YOUR INSTRUCTIONS
Say how many lines of the listing below include "information". Write only that number.

PROVIDED ENTRIES
======
PR #220, opened 2017-10-05
Adding help to header

nicprice:
I've added the "Help" button and information to the header.

On large and medium screen the help information is hidden, and only revealed when the Help button is activated.

On small screen we show the help information all the time, and never show the Help button.

Screenshots for "Not signed in" and "Signed in" versions:

header-help-large-not-signed-in-closed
======
YOUR SOLUTION
3